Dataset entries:
PR #1036, opened 2022-02-20
Handle Missing Logs in Latex API Response

### LINKED ISSUE #1035: KeyError: 'log'
Sentry Issue: [SIR-LANCEBOT-7Y](https://sentry.io/organizations/python-discord/issues/3030389077/?referrer=github_integration)

```
KeyError: 'log'
  File "discord/ext/commands/core.py", line 167, in wrapped
  File "bot/exts/fun/latex.py", line 111, in latex
    await self._generate_image(TEMPLATE.substitute(text=query), out_file)
  File "bot/exts/fun/latex.py", line 76, in _generate_image
    raise InvalidLatexError(logs=response_json["log"])

Unhandled command error: 'log'
```
This was generated by running `.latex \🍏`

The API responded with
```json
{
    description: 'The server broke. This is bad.', 
    status: 'error'
}
```

ShakyaMajumdar:
## Relevant Issues
Closes #1035 

## Description
Let the `logs` attribute of invalid latex errors be `None` if its missing in the API response, and handle the case with a slightly different embed.

## Did you:


bot/exts/fun/latex.py
```diff
@@ -110,12 +110,15 @@ async def latex(self, ctx: commands.Context, *, query: str) -> None:
...
-                        embed.description = f"[View Logs]({logs_paste_url})"
+                    if err.logs is None:
+                        embed.description = "No logs available."
                     else:
-                        embed.description = "Couldn't upload logs."
+                        logs_paste_url = await self._upload_to_pastebin(err.logs)
+                        if logs_paste_url:
+                            embed.description = f"[View Logs]({logs_paste_url})"
+                        else:
+                            embed.description = "Couldn't upload logs."
```
Akarys42, line 121: I think this should raise a warning

ChrisLovering: I disagree. If the logs had too many characters and couldn't be uploaded to pastebin, then the core dev team don't need to be told by raising a warning and a sentry issue.

If it fails for another reason, then sure. At the moment however there is no way to tell.

I think we should lower this to an info at least. Maybe in a subsequent PR we could try to truncate logs before uploading to the paste service, this would mean an error being raised would be something that the core dev team would care about.

Akarys42: Right. I didn't realize it would also return None if the text is too long. 

Although, I'd argue that there should be a character limit that is being checked by the log, and we should either have another description message or truncate the logs.

ChrisLovering: Yea, I agree on the last point, and is what I mentioned in the last paragraph of my last comment.

For now I'd say revert the log change and then we can raise an issue to do the truncation.

MaskDuck (approved):
lgtm

ChrisLovering (approved):

Bluenix2 (approved):
This looks good and handles the issue cleanly in the code, thanks for the fix!

Xithrius (approved):

PR #1039, opened 2022-02-20
Add run bot step during lint

ChrisLovering:
## Description

This adds a step to our linting action to catch errors in imports/cog setup functions before they are merged by running the bot package, but not actually calling `bot.run()`.

Adding it to the lint flow means we already have the code checked out and a poetry env, so it adds ~1s to CI time.

See here fir a passing action https://github.com/ChrisLovering/sir-lancebot/runs/5264386120?check_suite_focus=true
This is a failing one https://github.com/ChrisLovering/sir-lancebot/runs/5264408507?check_suite_focus=true

## Did you:

### DIFF
--- a/bot/constants.py
+++ b/bot/constants.py
@@ -143,6 +143,7 @@ class Client(NamedTuple):
     prefix = environ.get("PREFIX", ".")
     token = environ.get("BOT_TOKEN")
     debug = environ.get("BOT_DEBUG", "true").lower() == "true"
+    in_ci = environ.get("IN_CI", "false").lower() == "true"
     github_bot_repo = "https://github.com/python-discord/sir-lancebot"
     # Override seasonal locks: 1 (January) to 12 (December)
     month_override = int(environ["MONTH_OVERRIDE"]) if "MONTH_OVERRIDE" in environ else None
--- a/.github/workflows/lint.yaml
+++ b/.github/workflows/lint.yaml
@@ -12,7 +12,7 @@ concurrency:
 
 jobs:
   lint:
-    name: Run pre-commit & flake8
+    name: Run linting & tests
     runs-on: ubuntu-latest
     env:
       # List of licenses that are compatible with the MIT License and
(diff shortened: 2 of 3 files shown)


Akarys42 (changes requested):
I would argue that this new step should be inserted higher up the workflow.

In the case of a syntax error, the error would be reported much better by this step, while flake8 doesn't give any detail about such an error.

Considering this step doesn't take much time, I think it is fine to have it run first.

ChrisLovering:
> I would argue that this new step should be inserted higher up the workflow.
> 
> In the case of a syntax error, the error would be reported much better by this step, while flake8 doesn't give any detail about such an error.
> 
> Considering this step doesn't take much time, I think it is fine to have it run first.

On the flip side flake8 gives errors that this wouldn't give any detail about too.

So is the argument here to order the steps fastest to slowest, so that the workflow fails fast? If so, we can move this new step up, and the license check down.

Akarys42:
My argument is flake8 doesn't give any meaningful error when a file has a syntax error. 

The new run step would give a normal traceback, though. So I think it should be moved up, so if a syntax error is present the run step would fail instead of being stopped at the flake8 step.

ChrisLovering:
> My argument is flake8 doesn't give any meaningful error when a file has a syntax error.
> 
> The new run step would give a normal traceback, though. So I think it should be moved up, so if a syntax error is present the run step would fail instead of being stopped at the flake8 step.

Ahh right, that makes sense now. Yea, I agree.

Akarys42 (approved):
LGTM

bot/constants.py
```diff
@@ -143,6 +143,7 @@ class Client(NamedTuple):
     prefix = environ.get("PREFIX", ".")
     token = environ.get("BOT_TOKEN")
     debug = environ.get("BOT_DEBUG", "true").lower() == "true"
+    in_ci = environ.get("IN_CI").lower() == "true"
```
jchristgit, line 146: What happens if this is unset?

ChrisLovering: It would fail 😓

Fixed in https://github.com/python-discord/sir-lancebot/pull/1039/commits/3aa76661c68787dac9b7c9fa490f94941fa7760d

jchristgit (approved):

jchristgit:
Thanks!

ChrisLovering:
Force push was to squash a fixup commit.

bot/constants.py
jchristgit: **As a...**
Python Discord Admin

**I want to...**
  Only allow starting our community bot in CI

**Such that...**
    I have less robots that can mess with my work

D0rs4n (approved):

PR #1049, opened 2022-04-26
Bookmark enhancements

### LINKED ISSUE #918: un bookmark command
## Description
There would be a way to remove a bookmark. This would be useful while mistakenly creating a bookmark or if you have many of bookmarks and don't want to have them there anymore. 
## Reasoning

If you happen to create a bookmark for a wrong message, you could delete that bookmark. Or if you just have a old bookmark that you don't anymore need. It would keep the bookmarks clear.

## Proposed Implementation

Possibly creating a tag for each bookmark, as example `#4321`. With that you could do `.unbm 4321` or `.unbm #4321`

ChrisLovering:
## Relevant Issues

Closes #918

## Description

This simplifies the bookmark implementation, and adds the ability to delete bookmarks in DMs.

To reduce complexity, the delete bookmark functionality actually allows users to delete any sir-lancebot message within their own DMs, and is labeled as such.

## Did you:

### DIFF
--- a/bot/exts/core/help.py
+++ b/bot/exts/core/help.py
@@ -13,6 +13,7 @@ from bot import constants
 from bot.bot import Bot
 from bot.constants import Emojis
 from bot.utils.commands import get_command_suggestions
+from bot.utils.decorators import whitelist_override
 from bot.utils.pagination import FIRST_EMOJI, LAST_EMOJI, LEFT_EMOJI, LinePaginator, RIGHT_EMOJI
 
 DELETE_EMOJI = Emojis.trashcan
@@ -512,6 +513,7 @@ class Help(DiscordCog):
     """Custom Embed Pagination Help feature."""
 
     @commands.command("help")
+    @whitelist_override(allow_dm=True)
     async def new_help(self, ctx: Context, *commands) -> None:
         """Shows Command Help."""
         try:
--- a/bot/exts/core/help.py
+++ b/bot/exts/core/help.py
@@ -286,7 +286,7 @@ class HelpSession:
             else:
                 results.append(f"<{name}>")
 
-        return f"{cmd.name} {' '.join(results)}"
+        return f"{cmd.qualified_name} {' '.join(results)}"
 
     async def build_pages(self) -> None:
         """Builds the list of content pages to be paginated through in the help message, as a list of str."""
@@ -313,6 +313,8 @@ class HelpSession:
         prefix = constants.Client.prefix
 
         signature = self._get_command_params(self.query)
+        paginator.add_line(f"**```\n{prefix}{signature}\n```**")
+
         parent = self.query.full_parent_name + " " if self.query.parent else ""
         paginator.add_line(f"**```\n{prefix}{parent}{signature}\n```**")
         aliases = [f"`{alias}`" if not parent else f"`{parent}{alias}`" for alias in self.query.aliases]
--- a/bot/exts/core/help.py
+++ b/bot/exts/core/help.py
@@ -316,7 +316,6 @@ class HelpSession:
         paginator.add_line(f"**```\n{prefix}{signature}\n```**")
 
         parent = self.query.full_parent_name + " " if self.query.parent else ""
-        paginator.add_line(f"**```\n{prefix}{parent}{signature}\n```**")
         aliases = [f"`{alias}`" if not parent else f"`{parent}{alias}`" for alias in self.query.aliases]
         aliases += [f"`{alias}`" for alias in getattr(self.query, "root_aliases", ())]
         aliases = ", ".join(sorted(aliases))
--- a/bot/exts/utilities/bookmark.py
+++ b/bot/exts/utilities/bookmark.py
@@ -74,10 +74,9 @@ class Bookmark(commands.Cog):
             await member.send(embed=embed)
         except discord.Forbidden:
             error_embed = self.build_error_embed(f"{member.mention}, please enable your DMs to receive the bookmark.")
+            await channel.send(embed=error_embed)
         else:
             log.info(f"{member} bookmarked {target_message.jump_url} with title '{title}'")
-            return
-        await channel.send(embed=error_embed)
 
     @commands.group(name="bookmark", aliases=("bm", "pin"), invoke_without_command=True)
     @commands.guild_only()
--- a/bot/exts/utilities/bookmark.py
+++ b/bot/exts/utilities/bookmark.py
@@ -49,30 +49,31 @@ class Bookmark(commands.Cog):
         return embed
 
     @staticmethod
-    def build_error_embed(user: discord.Member) -> discord.Embed:
-        """Builds an error embed for when a bookmark requester has DMs disabled."""
+    def build_error_embed(message: str) -> discord.Embed:
+        """Builds an error embed for a given message."""
         return discord.Embed(
             title=random.choice(ERROR_REPLIES),
-            description=f"{user.mention}, please enable your DMs to receive the bookmark.",
+            description=message,
             colour=Colours.soft_red
         )
 
     async def action_bookmark(
         self,
         channel: discord.TextChannel,
-        user: discord.Member,
+        member: discord.Member,
         target_message: discord.Message,
         title: str
     ) -> None:
-        """Sends the bookmark DM, or sends an error embed when a user bookmarks a message."""
+        """Sends the bookmark DM, or sends an error embed when a member bookmarks a message."""
+        embed = self.build_bookmark_dm(target_message, title)
         try:
-            embed = self.build_bookmark_dm(target_message, title)
-            await user.send(embed=embed)
+            await member.send(embed=embed)
         except discord.Forbidden:
-            error_embed = self.build_error_embed(user)
-            await channel.send(embed=error_embed)
+            error_embed = self.build_error_embed(f"{member.mention}, please enable your DMs to receive the bookmark.")
         else:
-            log.info(f"{user} bookmarked {target_message.jump_url} with title '{title}'")
+            log.info(f"{member} bookmarked {target_message.jump_url} with title '{title}'")
+            return
+        await channel.send(embed=error_embed)
 
     @staticmethod
     async def send_reaction_embed(
@@ -117,11 +118,7 @@ class Bookmark(commands.Cog):
         permissions = target_message.channel.permissions_for(ctx.author)
         if not permissions.read_messages:
             log.info(f"{ctx.author} tried to bookmark a message in #{target_message.channel} but has no permissions.")
-            embed = discord.Embed(
-                title=random.choice(ERROR_REPLIES),
-                color=Colours.soft_red,
-                description="You don't have permission to view this channel."
-            )
+            embed = self.build_error_embed(f"{ctx.author.mention} You don't have permission to view this channel.")
             await ctx.send(embed=embed)
             return
 
--- a/bot/exts/utilities/bookmark.py
+++ b/bot/exts/utilities/bookmark.py
@@ -17,7 +17,7 @@ log = logging.getLogger(__name__)
 TIMEOUT = 120
 BOOKMARK_EMOJI = "📌"
 MESSAGE_NOT_FOUND_ERROR = (
-    "You must either provide a valid message to bookmark, or reply to one."
+    "You must either provide a reference to a valid message, or reply to one."
     "\n\nThe lookup strategy for a message is as follows (in order):"
     "\n1. Lookup by '{channel ID}-{message ID}' (retrieved by shift-clicking on 'Copy ID')"
     "\n2. Lookup by message ID (the message **must** be in the current channel)"
@@ -94,7 +94,7 @@ class Bookmark(commands.Cog):
 
         Members can either give a message as an argument, or reply to a message.
 
-        Bookmarks can subsequently be deleted by using the `bookmark delete` command.
+        Bookmarks can subsequently be deleted by using the `bookmark delete` command in DMs.
         """
         target_message: Optional[discord.Message] = target_message or getattr(ctx.message.reference, "resolved", None)
         if target_message is None:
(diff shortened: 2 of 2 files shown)


wookie184 (changes requested):
Deleting bookmarks doesn't seem to work for me. When I try it in DMs I get told I can only use it in the `bot-commands` channel and when I try it in the `bot-commands` channel I get told i'm not authorised to use it. Could this be because there is a `guild_only` decorator on the bookmark group and a `dm_only` decorator on the `delete` command? Or do I have something set up wrong locally?

I get a similar thing with `.help`. Ideally I think `help` should be able to be used anywhere for all commands, but that might be something for a different issue.

wookie184 (approved):
LGTM

bot/exts/utilities/bookmark.py
```diff
@@ -16,6 +16,13 @@
 # Number of seconds to wait for other users to bookmark the same message
 TIMEOUT = 120
 BOOKMARK_EMOJI = "📌"
+MESSAGE_NOT_FOUND_ERROR = (
+    "You must either provide a valid message to bookmark, or reply to one."
+    "\n\nThe lookup strategy for a message is as follows (in order):"
+    "\n1. Lookup by '{channel ID}-{message ID}' (retrieved by shift-clicking on 'Copy ID')"
+    "\n2. Lookup by message ID (the message **must** be in the current channel)"
+    "\n3. Lookup by message URL"
+)
```
ichard26, line 25: This is a bit confusing when it's sent during a `.bm delete` invocation since lookup method one is not possible AFAIK, and two, we are trying to **un**bookmark a message. Not sure how to deal with this without duplication though :confused:

bot/exts/utilities/bookmark.py
```diff
@@ -95,30 +89,40 @@ async def bookmark(
...
-                    "\n2. Lookup by message ID (the message **must** be in the context channel)"
-                    "\n3. Lookup by message URL"
-                )
-            target_message = ctx.message.reference.resolved
+        """
+        Send the author a link to the specified message via DMs.
+
+        Members can either give a message as an argument, or reply to a message.
+
+        Bookmarks can subsequently be deleted by using the `bookmark delete` command.
```
ichard26, line 97:
```suggestion
        Bookmarks can subsequently be deleted by using the `bookmark delete` command in DMs.
```

ichard26 (commented):
Overall it works nicely! Thanks for working on this! I have a few documentation suggestions to improve user usability, and also I'd like to repeat the help command unideal behaviour. 

image

Using `.help` is a bit confusing since it doesn't work in DMs nor any channel except for #bot-commands.

Xithrius:
@ChrisLovering Enhance *faster*!

Will you be finishing up this PR sometime soon?

ChrisLovering:
> Overall it works nicely! Thanks for working on this! I have a few documentation suggestions to improve user usability, and also I'd like to repeat the help command unideal behaviour.
> 
> image
> 
> Using `.help` is a bit confusing since it doesn't work in DMs nor any channel except for #bot-commands.

IMO it's even more confusing if we allow it in DMs, since the Help command only shows the command directly, which makes users think they can run `&delete` directly 
image
Not too sure what to do here.

bot/exts/utilities/bookmark.py
ChrisLovering: https://github.com/python-discord/sir-lancebot/pull/1049/commits/0e4b03a9f2aa1d7a91dc3baa5a189ee4f9c380f5

bot/exts/utilities/bookmark.py
ChrisLovering: https://github.com/python-discord/sir-lancebot/pull/1049/commits/0e4b03a9f2aa1d7a91dc3baa5a189ee4f9c380f5

bot/exts/utilities/bookmark.py
HassanAbouelela: I could’ve sworn I wrote a comment on this, but it seems I didn’t. Anyways, this change is wrong because:
1. This command is decorated with a `guild_only`.
2. We don’t allow commands in DMs unless absolutely necessary.

And speaking of 1, that’s redundant since it’s the default for all commands.

wookie184: This is referring to the `bookmark delete` command, not the `bookmark` command. For the `bookmark delete` command the defaults were overwritten to allow it in (and only in) DMs.

HassanAbouelela: In that case we should probably reconsider. It's policy not to do this, and with decent reason. Core-devs please refer to the [policy doc](https://www.notion.so/pythondiscord/Internal-Policies-86f26339ba86483a90b1b6dd1d157886).

wookie184: Having to jump between DMs and the server to delete a bookmark is not great UX, so in this case I think it makes sense to allow it in DMs. It's a very simple command (implementation) so I don't think there should be any issues caused by this.

HassanAbouelela: I don't think this is better UX, considering all that comes with this (Chris left a comment about it below).

ChrisLovering: When you book mark a command, the link to that message is sent to you in DM. The best UX is to allow users to delete the message directly from the same place.

The UX issue described below is related to the help command, rather than this command directly.

We have two options to fix that, We could allow the help command to be ran in DMs, which leads to the screenshot I posted about below, or we allow the bookmark delete command to also be ran in server, so at least users can get the help info about it.

Regardless of options, i believe this is a very valid use case for a command that can be ran in DMs.

wookie184:
> IMO it's even more confusing if we allow it in DMs, since the Help command only shows the command directly, which makes users think they can run `&delete` directly

Looked into that bug and it seems to be because specifying `root_aliases` causes `bookmark delete` to be registered as a command rather than subcommand, which causes it to be listed even though subcommands usually aren't, and this isn't done correctly (this isn't specific to DMs).

Tentative patch that seems to fix it:
```diff
diff --git a/bot/exts/core/help.py b/bot/exts/core/help.py
index db3c2aa6..f7df0760 100644
--- a/bot/exts/core/help.py
+++ b/bot/exts/core/help.py
@@ -277,7 +277,7 @@ class HelpSession:
             else:
                 results.append(f"<{name}>")

-        return f"{cmd.name} {' '.join(results)}"
+        return f"{cmd.qualified_name} {' '.join(results)}"

     async def build_pages(self) -> None:
         """Builds the list of content pages to be paginated through in the help message, as a list of str."""
@@ -304,8 +304,9 @@ class HelpSession:
         prefix = constants.Client.prefix

         signature = self._get_command_params(self.query)
+        paginator.add_line(f"**```\n{prefix}{signature}\n```**")
+
         parent = self.query.full_parent_name + " " if self.query.parent else ""
-        paginator.add_line(f"**```\n{prefix}{parent}{signature}\n```**")
         aliases = [f"`{alias}`" if not parent else f"`{parent} {alias}`" for alias in self.query.aliases]
         aliases += [f"`{alias}`" for alias in getattr(self.query, "root_aliases", ())]
         aliases = ", ".join(sorted(aliases))
```

If this seems right I don't mind if you want to kaizen this in here or want me to open a separate PR.

ichard26 (commented):
Assuming we are OK with the feature as designed (hi Scale), I'm fine with leaving the help situation as-is. It's not great, but it's acceptable. The rest of this PR looks good to me!

I'm not approving until someone else chimes in on how we'll want to let users get help for this feature. It would be nice to get help working in DMs, but I might be underestimating the impact of such a change.

ChrisLovering:
I've gone ahead and applied @wookie184's suggested fix and rebased onto main.

bot/exts/core/help.py
```diff
@@ -313,6 +313,8 @@ async def _add_command_signature(self, paginator: LinePaginator) -> None:
         prefix = constants.Client.prefix
 
         signature = self._get_command_params(self.query)
+        paginator.add_line(f"**```\n{prefix}{signature}\n```**")
+
         parent = self.query.full_parent_name + " " if self.query.parent else ""
         paginator.add_line(f"**```\n{prefix}{parent}{signature}\n```**")
```
wookie184, line 319: Missed this line being removed in my patch, currently the top line is duplicated
image

```suggestion
```

wookie184: Also with that we can enable the help command in DMs

image

ChrisLovering: [`1de56aa` (#1049)](https://github.com/python-discord/sir-lancebot/pull/1049/commits/1de56aa67f0d5480b2016736bf6dcd6dd4bbff72) and [`050ec2b` (#1049)](https://github.com/python-discord/sir-lancebot/pull/1049/commits/050ec2bf36bc70415f07f4f0aaf3e911e4af118f)

wookie184 (approved):

bot/exts/utilities/bookmark.py
```diff
@@ -42,51 +49,38 @@ def build_bookmark_dm(target_message: discord.Message, title: str) -> discord.Em
...
-                ),
-                colour=Colours.soft_green
-            )
-        )
-
-        await message.add_reaction(BOOKMARK_EMOJI)
-        return message
+            log.info(f"{member} bookmarked {target_message.jump_url} with title '{title}'")
+            return
+        await channel.send(embed=error_embed)
```
HassanAbouelela, line 80: I think we should move this send into the except block, so it's easier to understand what is happening here.

bot/exts/utilities/bookmark.py
```diff
@@ -152,6 +151,34 @@ def event_check(reaction: discord.Reaction, user: discord.Member) -> bool:
...
+        Instead of giving a `target_message` the user may also reply to the message to delete.
+
+        This command allows deleting any message sent by Sir-Lancebot in the user's DMs.
+        """
+        target_message: Optional[discord.Message] = target_message or getattr(ctx.message.reference, "resolved", None)
+        if target_message is None:
+            raise commands.UserInputError(MESSAGE_NOT_FOUND_ERROR)
+
+        if not isinstance(ctx.channel, discord.DMChannel):
+            raise commands.UserInputError("You can only run this command your own DMs!")
```
HassanAbouelela, line 174: Is this actually possible with the whitelist above? If the purpose is for type-casting, we can be more explicit about that.

bot/exts/utilities/bookmark.py
```diff
@@ -16,6 +16,13 @@
 # Number of seconds to wait for other users to bookmark the same message
 TIMEOUT = 120
 BOOKMARK_EMOJI = "📌"
+MESSAGE_NOT_FOUND_ERROR = (
+    "You must either provide a reference to a valid message, or reply to one."
+    "\n\nThe lookup strategy for a message is as follows (in order):"
+    "\n1. Lookup by '{channel ID}-{message ID}' (retrieved by shift-clicking on 'Copy ID')"
+    "\n2. Lookup by message ID (the message **must** be in the current channel)"
```
HassanAbouelela, line 23: This lookup fails for any non-cached message for me. Looking at the source code for the converter, after a cache-miss, it'll try to get the channel, then fetch the message from it, but it always fails to get the channel, even when it has already done other operations in that channel (such as sending a bookmark or a failure).

The reason I commented on this portion specifically is that I think it's best to just not mention this, and not worry about it.

HassanAbouelela (changes requested):

bot/exts/utilities/bookmark.py
ChrisLovering: This is fixed in a more recent version of d.py https://github.com/Rapptz/discord.py/pull/7688

Until we bump up to that, this monkey patch is supposed to resolve the issue you are seeing.
https://github.com/python-discord/sir-lancebot/blob/main/bot/monkey_patches.py#L72

ChrisLovering: Testing it myself, it seems like this message converter just does not have a good time with messages in DM channels for whatever reason.

Possibly we just make it only work with a reply, since that seems to work consistently

bot/exts/utilities/bookmark.py
ChrisLovering: Yea, it is somehow.
image

bot/exts/utilities/bookmark.py
ChrisLovering: Yea, good idea. [`e5bbd71` (#1049)](https://github.com/python-discord/sir-lancebot/pull/1049/commits/e5bbd7135d147bf054c711b9010546f12c4b22e0)

ChrisLovering:
Force push is to rebase onto main

bot/exts/utilities/bookmark.py
HassanAbouelela: I think that’s fine, you’re going to be at the message when running the command anyway

bot/exts/utilities/bookmark.py
HassanAbouelela: I think this is something worth investigating as a bug in the whitelist code, or maybe d.py, but I won’t hold up this PR on it. If you have reproduction steps that would be great.

ChrisLovering: Agreed, I might hold off until after I bump lance up to stable d.py 2.0. Just in the hopes that it disappears.

bot/exts/utilities/bookmark.py
ChrisLovering: [python-discord/sir-lancebot@`36eb3d1` (#1049)](https://github.com/python-discord/sir-lancebot/pull/1049/commits/36eb3d19c742dac3351ff90e44509115867a512b)

HassanAbouelela (approved):
A few things to do after this PR, but besides my comment, everything looks fine. I'll leave you to clean up the PR history, or just merge it, whichever you prefer.

bot/exts/utilities/bookmark.py
```diff
@@ -16,6 +16,13 @@
 # Number of seconds to wait for other users to bookmark the same message
 TIMEOUT = 120
 BOOKMARK_EMOJI = "📌"
+MESSAGE_NOT_FOUND_ERROR = (
```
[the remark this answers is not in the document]
ChrisLovering: This is still used in the bookmark command, where the strategy described actually works. It's only falling over for DM messages.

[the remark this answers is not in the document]
HassanAbouelela: 👍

Directions: Your answer should hold the line with "ChrisLovering: Agreed, I" and each line after it to the end of the data, retyped exactly. Include no other lines.

Your solution:
ChrisLovering: Agreed, I might hold off until after I bump lance up to stable d.py 2.0. Just in the hopes that it disappears.

bot/exts/utilities/bookmark.py
ChrisLovering: [python-discord/sir-lancebot@`36eb3d1` (#1049)](https://github.com/python-discord/sir-lancebot/pull/1049/commits/36eb3d19c742dac3351ff90e44509115867a512b)

HassanAbouelela (approved):
A few things to do after this PR, but besides my comment, everything looks fine. I'll leave you to clean up the PR history, or just merge it, whichever you prefer.

bot/exts/utilities/bookmark.py
```diff
@@ -16,6 +16,13 @@
 # Number of seconds to wait for other users to bookmark the same message
 TIMEOUT = 120
 BOOKMARK_EMOJI = "📌"
+MESSAGE_NOT_FOUND_ERROR = (
```
[the remark this answers is not in the document]
ChrisLovering: This is still used in the bookmark command, where the strategy described actually works. It's only falling over for DM messages.

[the remark this answers is not in the document]
HassanAbouelela: 👍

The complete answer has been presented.